A Few Beliefs
Having your views confirmed is a powerful and addictive drug.
The worst financial decisions happen when people risk what they need in order to gain something they merely want.
Unsustainable things can last years or decades longer than people think.
Tell people what they want to hear and you can be wrong indefinitely without penalty.
Being loyal to people who deserve your loyalty is a wonderful thing.
The luckier you are the nicer you should be.
Past performance increases confidence more than ability.
Define what you’re incapable of and stay away from it.
You’re not proven until you’ve survived a calamity.
Read fewer forecasts and more history.
Many bad investment decisions are good ideas taken too far.
Spending money to show people how much money you have is the fastest way to have less money.

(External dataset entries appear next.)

Issue #867, opened 2017-03-14
Rename `ManualSection` to `Section`


chrislo:
Arrises from: https://github.com/alphagov/manuals-publisher/pull/837#issuecomment-286146673

There are a number of classes with `ManualSection` in their name, for example `ManualSectionIndexableFormatter`. [As we've settled on](https://github.com/alphagov/manuals-publisher/pull/837) `Section` as the name of the parts that make up a manual, we should rename these classes to be consistent.

PR #869, opened 2017-03-14
Rename manual section

chrislo:
Fixes: #867 

This PR removes references to "manual section" and replaces them with "section". I've left the use of `manual_section` in place where this app calls the PublishingApi as that API uses this namespacing. I've also done the same with `SectionIndexableFormatter::RUMMAGER_DOCUMENT_TYPE` so that the schema of the search database does not change. 

I haven't made this rename in migrations as all of them have already been run against production (see #868).


chrislo:
Rebasing/force-pushing to keep branch up-to-date.

chrislo:
I've updated the description and merged. Thanks @floehopper.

The most reasonable plan is planning on your plan not going according to plan.
A lot of denial masquerades as patience.
A lot of people have a hard time distinguishing between what happened and what they think should have happened given their world view.

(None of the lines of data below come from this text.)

PR #870, opened 2017-03-14
Fail fast if the Asset Manager isn't available

chrisroos:
I was seeing an exception in development when trying to save a Section
with an attachment. I eventually realised that it was because I didn't
have the Asset Manager running and therefore the attachment couldn't be
uploaded. There was no indication of this problem in the user interface.
It looks as though the call to `errors.add` was intended to do something
sensible in the case of an error but it doesn't appear to have any
effect. The result is that errors are essentially swallowed and the user
is led to believe that the attachment has been uploaded successfuly.

In order to add a test for the new behaviour I've made the
`#upload_file` method public.

### DIFF
--- a/app/models/attachment.rb
+++ b/app/models/attachment.rb
@@ -46,12 +46,12 @@ class Attachment
         response = AttachmentApi.client.update_asset(file_id, file: @uploaded_file)
       end
       self.file_url = response["file_url"]
+    rescue GdsApi::HTTPNotFound => e
+      raise "Error uploading file. Is the Asset Manager service available?\n#{e.message}"
     rescue StandardError
       errors.add(:file_id, "could not be uploaded")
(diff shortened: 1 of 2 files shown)


chrisroos:
> Minor: I wonder whether the wording of the exception is correct. Is it possible for the AssetManager service to be available, but for the API to return a 404 error status? If so, it might be better for the exception message to say something more like "Error uploading file to Asset Manager service".

You're quite right, @floehopper. It is possible for the Asset Manager service to be available and for the API to respond with a 404. I observed this behaviour in the Rails console locally when calling `AttachmentApi.client.update_asset` with a file id that doesn't exist. I've updated the exception message so that it only offers the Asset Manager being down as a possibility rather than it being a certainty.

About once a decade people forget that bubbles form and burst about once a decade.
The best way to deal with uncertainty without hiding in a bunker is to save like a pessimist and invest like an optimist.
With the right incentives, people can be led to believe and defend almost anything.
Expectations move slower than reality on the ground, so a lot of frustration comes from clinging to the trends of past eras.
Most people can afford to not be a great investor but they can’t afford to be a bad one.
Beliefs that haven’t changed in 20 years are as suspect as beliefs that changed overnight.
Progress happens too slowly to notice, setbacks happen too fast to ignore.
We are extrapolating machines in a world where nothing too good or too bad lasts indefinitely
Optimism and pessimism always overshoot because the only way to know the boundaries of either is to go a little bit past them.
The world is governed by probability, but people think in black and white, right or wrong – did it happen or did it not? – because it’s easier.
It’s hard to empathize with other people’s beliefs if they’ve experienced parts of the world you have not.
The cure to overconfidence is constantly reminding yourself that you’ve experienced maybe 0.00001% of the world.
The line between bold and reckless is thin and often only visible with hindsight, so be careful who you admire and what you admire them for.
Something can be factually true but contextually nonsense.
Being nice to people is the easiest career competitive advantage.
Reputations have momentum in both directions, because people want to associate with winners and avoid losers.
If your expectations grow faster than your money you’ll never be happy no matter how much you accumulate.
People who are exceptionally good at one thing tend to be exceptionally bad at other things.
Not caring about temporary things, and obsessing over permanent things, is underrated.
Good marketing wins in the short run and good products win in the long run.
When reading the news, you can increase your productivity 100x by asking, “Will I still care about this a year from now?”
Uncertainty amid danger feels awful. So it’s comforting to have strong opinions even if you have no idea what you’re talking about.
Daniel Kahneman says a key to investing is having “a well-calibrated sense of your future regret,” which might actually be the key to understanding all forms of risk.
Debt removes options, savings add them.
People like weekends because it’s when they have the most control over their time; financial goals should keep this in mind.
It’s easiest to convince people that you’re special if they don’t know you well enough to see all the ways you’re not.